A few weeks ago, Scott and I had a little argument. Actually, it wasn’t even an argument. It went something like this…
I was on the phone with a client in my living room (my first mistake- ha!) and he interrupted my conversation to tell me not to book anything on the date we were discussing. I hand-motioned for him to be quiet and he got louder… (turns out he had a surprise 30th birthday party planned for me that day- but I thought we were just going out for a few hours that afternoon) Anyhow, then my phone call got cut off and a kid walked in and started asking for food over and over again while I basically told Scott off for interrupting a business call like one of the kids. (Harsh and uncalled for, I know…) My phone rang again and I picked it up while he got his stuff ready and had to leave for work. I booked the session for another day, hung up the phone, and turned to see Ella sitting there beside me. She had been there the entire time. She smiled sweetly and asked to use my phone to play Temple Run. I took a moment and realized that Scott had left for work. I felt horrible for the way I had reacted and told Ella that I had to call Dad first to apologize for being mean to him. She very matter-of-factly looked at me and said, “But he was rude to you when you were on the phone first.” I explained to her that it didn’t matter if he was rude first, or if he was rude at all- but that it was wrong of me to talk to him like that and I owed him an apology. She patiently sat beside me while I called him and apologized (he was understanding and forgiving- as usual) and when I hung up she said, “Can I play on your phone now that you said sorry to Dad?”
We have a great marriage. One of the best. (I think!) But we aren’t perfect. We don’t always agree. We argue from time to time. Actually, we are both really good at it. Arguing that is… We get loud every once in a while – but we know how to forgive. I’ve heard people say that you shouldn’t argue in front of your kids, and I wonder how realistic that is.
I’ve realized how important it is for them to see grace. To see that mom and dad aren’t perfect, (like they didn’t already know that!) that we humble ourselves to apologize when we’re wrong, and that we show one another grace. One of their favourite “remember the time!” stories is when Scott and I had gotten into an argument about something, and he left the house and came back with flowers and a movie. “And we all had a fun night after that!”
They saw his works.
They were too young to comprehend why we were fighting, the need to apologize, or the concept of grace at the time – but they saw, and remember, his works. It was such a small event. Half an hour on a Friday night, that they still remember and smile about 6 years later. We don’t hold grudges. We don’t get bitter. We may be a little blunt sometimes. Ok… most of the time… but I wonder if the presence of grace isn’t what makes our marriage so strong.

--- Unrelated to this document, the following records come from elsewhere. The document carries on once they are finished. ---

PR #361, opened 2024-05-23
Added new flag for GPU peer access API control

indrajit96:
Added a new flag "--enable-peer-access" at Triton startup to control creation of CUDA context at server startup.
Jira : https://jirasw.nvidia.com/browse/DLIS-6705
Server PR : https://github.com/triton-inference-server/server/pull/7261


src/cuda_utils.cc
```diff
@@ -83,39 +83,41 @@ GetDeviceMemoryInfo(const int device_id, size_t* free, size_t* total)
 }
 
 Status
-EnablePeerAccess(const double min_compute_capability)
+EnablePeerAccess(const double min_compute_capability, bool enable_peer_access)
```
nnshah1, line 86: seems odd to have a function that has a bool that to disable it?

Why wouldn't we guard against calling this function instead?

src/pinned_memory_manager.cc
```diff
@@ -264,17 +264,20 @@ PinnedMemoryManager::Create(const Options& options)
...
-      buffer = nullptr;
-      LOG_WARNING << "Unable to allocate pinned system memory, pinned memory "
-                     "pool will not be available: "
-                  << std::string(cudaGetErrorString(err));
-    } else if (options.pinned_memory_pool_byte_size_ != 0) {
-      LOG_INFO << "Pinned memory pool is created at '"
-               << PointerToString(buffer) << "' with size "
-               << options.pinned_memory_pool_byte_size_;
+    if (options.pinned_memory_pool_byte_size_ > 0) {
+      auto err = cudaHostAlloc(
```
nnshah1, line 268: For my understanding - the implication here is that cudahostalloc creates a cuda context even in the requested memory size is 0?

src/server.cc
```diff
@@ -244,8 +244,8 @@ InferenceServer::Init()
   }
 
 #endif  // TRITON_ENABLE_GPU
-
-  status = EnablePeerAccess(min_supported_compute_capability_);
+  status =
+      EnablePeerAccess(min_supported_compute_capability_, enable_peer_access_);
   if (!status.IsOk()) {
     // failed to enable peer access is not critical, just inefficient.
     LOG_WARNING << status.Message();
```
nnshah1, line 251: if the user has explicitly asked for enabling peer access - should we error instead of warn?

src/cuda_utils.cc
```diff
@@ -83,39 +83,41 @@ GetDeviceMemoryInfo(const int device_id, size_t* free, size_t* total)
...
-        for (const auto& peer : supported_gpus) {
-          if (host == peer) {
-            continue;
+  if (enable_peer_access) {
+    std::set<int> supported_gpus;
+    bool all_enabled = false;
+    if (GetSupportedGPUs(&supported_gpus, min_compute_capability).IsOk()) {
+      all_enabled = true;
+      int can_access_peer = false;
+      for (const auto& host : supported_gpus) {
```
nnshah1, line 97: small naming tweak - is `device` better than `host` ? `host` implies the cpu  (i.e. host memory)

include/triton/core/tritonserver.h
```diff
@@ -2028,6 +2028,16 @@ TRITONSERVER_DECLSPEC struct TRITONSERVER_Error*
...
     struct TRITONSERVER_ServerOptions* options, bool enable_namespace);
 
+/// Enable peer access to allow GPU device to directly access the memory of
+/// another GPU device
+///
+/// \param options The server options object.
+/// \param enable_peerAccess Whether to enable peer access or not.
+/// \return a TRITONSERVER_Error indicating success or failure.
+TRITONSERVER_DECLSPEC struct TRITONSERVER_Error*
+TRITONSERVER_ServerOptionsSetPeerAccess(
```
Tabrizian, line 2038:
```suggestion
TRITONSERVER_ServerOptionsSetTryEnablingPeerAccess(
```
```suggestion
TRITONSERVER_ServerOptionsSetPeerAccess(
```

include/triton/core/tritonserver.h
```diff
@@ -2028,6 +2028,16 @@ TRITONSERVER_DECLSPEC struct TRITONSERVER_Error*
...
+    struct TRITONSERVER_ServerOptions* options, bool enable_peerAccess);
```
Tabrizian, line 2039:
```suggestion
    struct TRITONSERVER_ServerOptions* options, bool enable_peer_access);
```

src/pinned_memory_manager.cc
```diff
@@ -264,17 +264,20 @@ PinnedMemoryManager::Create(const Options& options)
...
-    if (err != cudaSuccess) {
-      buffer = nullptr;
-      LOG_WARNING << "Unable to allocate pinned system memory, pinned memory "
-                     "pool will not be available: "
-                  << std::string(cudaGetErrorString(err));
-    } else if (options.pinned_memory_pool_byte_size_ != 0) {
-      LOG_INFO << "Pinned memory pool is created at '"
-               << PointerToString(buffer) << "' with size "
-               << options.pinned_memory_pool_byte_size_;
+    if (options.pinned_memory_pool_byte_size_ > 0) {
```
Tabrizian, line 267: @GuanLuo Asked to move it one layer up so that it covers host policy branch below as well.

src/tritonserver.cc
```diff
@@ -1409,6 +1414,16 @@ TRITONSERVER_ServerOptionsSetModelNamespacing(
   return nullptr;  // Success
 }
 
+TRITONAPI_DECLSPEC TRITONSERVER_Error*
+TRITONSERVER_ServerOptionsSetPeerAccess(
+    TRITONSERVER_ServerOptions* options, bool enable_peeraccess)
```
Tabrizian, line 1419:
```suggestion
    TRITONSERVER_ServerOptions* options, bool enable_peer_access)
```

src/server.cc
indrajit96: We can do that, but I feel as this warning has existed till now changing to ERROR can cause existing customer scripts (if any) and/or our tests to maybe break?

src/cuda_utils.cc
GuanLuo: In this context, it is host v.s. peer, can use different naming but the new naming should highlight the idea of "current" device and "peer" device. To enable peer access between two devices, the call needs to be done in both direction

include/triton/core/tritonserver.h
GuanLuo: Can we document that peer access may not be enabled successfully even if it is set and remove `TryEnabling` in the API?

src/server.cc
GuanLuo: > if the user has explicitly asked for enabling peer access - should we error instead of warn?

Default is on for performance reason. I don't know about error out since it doesn't break functionality.

include/triton/core/tritonserver.h
```diff
@@ -2056,6 +2056,16 @@ TRITONSERVER_DECLSPEC struct TRITONSERVER_Error*
...
     struct TRITONSERVER_ServerOptions* options, bool enable_namespace);
 
+/// Enable peer access to allow GPU device to directly access the memory of
+/// another GPU device
+///
+/// \param options The server options object.
+/// \param enable_peerAccess Whether to enable peer access or not.
+/// \return a TRITONSERVER_Error indicating success or failure.
+TRITONSERVER_DECLSPEC struct TRITONSERVER_Error*
+TRITONSERVER_ServerOptionsSetPeerAccess(
```
nnshah1, line 2066: should it be "SetEnablePeerAccess" ? to match command line option - ok either way - just question. 

@Tabrizian

python/tritonserver/_api/_server.py
```diff
@@ -381,6 +386,7 @@ def _create_tritonserver_server_options(
         options.set_model_load_thread_count(self.model_load_thread_count)
         options.set_model_load_retry_count(self.model_load_retry_count)
         options.set_model_namespacing(self.model_namespacing)
+        options.set_peer_access(self.enable_peer_access)
```
nnshah1, line 389: same as above - should this be `set_enable_peer_access`?

src/server.h
```diff
@@ -271,6 +271,8 @@ class InferenceServer {
     enable_model_namespacing_ = e;
   }
 
+  void SetPeerAccessEnabled(const bool e) { enable_peer_access_ = e; }
```
nnshah1, line 274: should match with naming above, either ``SetEnablePeerAccess` or `SetPeerAccess`

nnshah1:
some questions on consistency for naming - but otherwise looks good to me

indrajit96:
Resolved all the naming comments

python/tritonserver/_c/tritonserver_pybind.cc
```diff
@@ -1303,6 +1303,12 @@ class PyServerOptions : public PyWrapper<struct TRITONSERVER_ServerOptions> {
         triton_object_, enable_namespace));
   }
 
+  void SetPeerAccess(bool enable_peer_access)
```
Tabrizian, line 1306:
```suggestion
  void SetEnablePeerAccess(bool enable_peer_access)
```

python/tritonserver/_c/tritonserver_pybind.cc
```diff
@@ -2037,6 +2043,7 @@ PYBIND11_MODULE(triton_bindings, m)
           "set_model_load_retry_count",
           &PyServerOptions::SetModelLoadRetryCount)
       .def("set_model_namespacing", &PyServerOptions::SetModelNamespacing)
+      .def("set_enable_peer_access", &PyServerOptions::SetPeerAccess)
```
Tabrizian, line 2046:
```suggestion
      .def("set_enable_peer_access", &PyServerOptions::SetEnablePeerAccess)
```

src/server.cc
```diff
@@ -201,15 +201,17 @@ InferenceServer::Init()
...
     return status;
   }
-
-  PinnedMemoryManager::Options options(pinned_memory_pool_size_);
-  status = PinnedMemoryManager::Create(options);
-  if (!status.IsOk()) {
-    ready_state_ = ServerReadyState::SERVER_FAILED_TO_INITIALIZE;
-    return status;
+  if (pinned_memory_pool_size_ > 0) {
+    PinnedMemoryManager::Options options(pinned_memory_pool_size_);
```
Tabrizian, line 205: I think we have host policy options as well. @GuanLuo do you know if it is possible to have host policy configs that require allocating pinned memory even when pinned memory pool size is zero.

include/triton/core/tritonserver.h
```diff
@@ -2056,6 +2056,16 @@ TRITONSERVER_DECLSPEC struct TRITONSERVER_Error*
 TRITONSERVER_ServerOptionsSetModelNamespacing(
     struct TRITONSERVER_ServerOptions* options, bool enable_namespace);
 
+/// Enable peer access to allow GPU device to directly access the memory of
+/// another GPU device
```
Tabrizian, line 2060:
```suggestion
/// another GPU device. Note that even when this option is set Triton will only try to enable peer access and
/// might fail to do so if the underlying system doesn't support peer access.
```

include/triton/core/tritonserver.h
```diff
@@ -2056,6 +2056,18 @@ TRITONSERVER_DECLSPEC struct TRITONSERVER_Error*
 TRITONSERVER_ServerOptionsSetModelNamespacing(
     struct TRITONSERVER_ServerOptions* options, bool enable_namespace);
 
+/// Enable peer access to allow GPU device to directly access the memory of
+/// another GPU device. Note that even when this option is set to True, Triton
+/// will only try to enable peer access and might fail to enable it if the
+/// underlying system doesn't support peer access.
+///
+/// \param options The server options object.
+/// \param enable_peerAccess Whether to enable peer access or not.
```
Tabrizian, line 2065:
```suggestion
/// \param enable_peer_access Whether to enable peer access or not.
```
```suggestion
/// \param enable_peerAccess Whether to enable peer access or not.
```

Tabrizian (approved):

src/server.cc
rmccorm4: It looks like this new `if (pinned_memory_pool_size)` is causing issues when pinned memory pool size is set to zero (`--pinned-memory-pool-byte-size=0`).

This only happens to be used in 2 tests:
- L0_pinned_memory : segfaults
- L0_metrics : OK because it doesn't do any inference with this setting, it just checks the metrics

For some flows (possibly most?), when trying to allocate an output buffer it will try pinned -> cpu fallback order within PinnedMemoryManager, but it looks like never gets to cpu fallback because it returns earlier due to no PinnedMemoryManager instance existing.

indrajit96: @Tabrizian I looked at the internals of PinnedMemoryManager
Should we move the check inside of PinnedMemoryManager::Create(const Options& options)
That way we just avoid the cuda calls and create a PinnedMemoryManager

rmccorm4: +1 

For now, we need the PinnedMemoryManager even for non-pinned CPU memory allocations. It is a simpler WAR to always have the manager, and moved the pinned_memory size checks inside of the manager to avoid unnecessary CUDA calls.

I can’t count the number of times I’ve heard my kids argue or fight. (Today! Ha…) But seriously, I also can’t count the number of times I’ve sat back and watched one go up to another and say, “I’m really sorry. I shouldn’t have…”
Met with a, “That’s OK. I shouldn’t have… either.”
Is that a natural response? It isn’t for me! I hate apologizing. Especially when I think I’m right! I’ve been known to say, “I’m sorry that YOU felt I was wrong…” To which Scott usually laughs and then I give in with a real apology. I don’t know if it comes naturally to anyone, but I do know that once you’ve experienced God’s grace in your own life- you have no right not to show it to others.
We were driving to church one day when the triplets were babies and I was really mad at someone. Scott asked me if I was going to do something for them (I can’t even remember what it was or why I was mad) and my response was, “No. She doesn’t deserve for me to give her anything.” He looked at me while we were at a stop light and said, “Wow. Good thing God doesn’t treat you like that.” I had no response. I had no excuse. I’ve never forgotten it.
What if God only extended as much grace to me as I was willing to show to others?
Having Ella ask me why I was apologizing when someone else had wronged me, gave me a chance to teach her a lesson. But I know that my example, my works, is what she’ll follow and what she’ll remember. So I’m not against our kids knowing that we have disagreements or that we occasionally argue. Would it be better if we never did? Sure. But in the mean time, hopefully they learn that when we fail (which we will), and when we’re willing to humble ourselves and make things right, God (and Mom and Dad) are always there waiting to show us grace.
As every man hath received the gift, even so minister the same one to another, as good stewards of the manifold grace of God.
-1 Peter 4:10
Let your light so shine before men, that they may see your good works, and glorify your Father which is in heaven.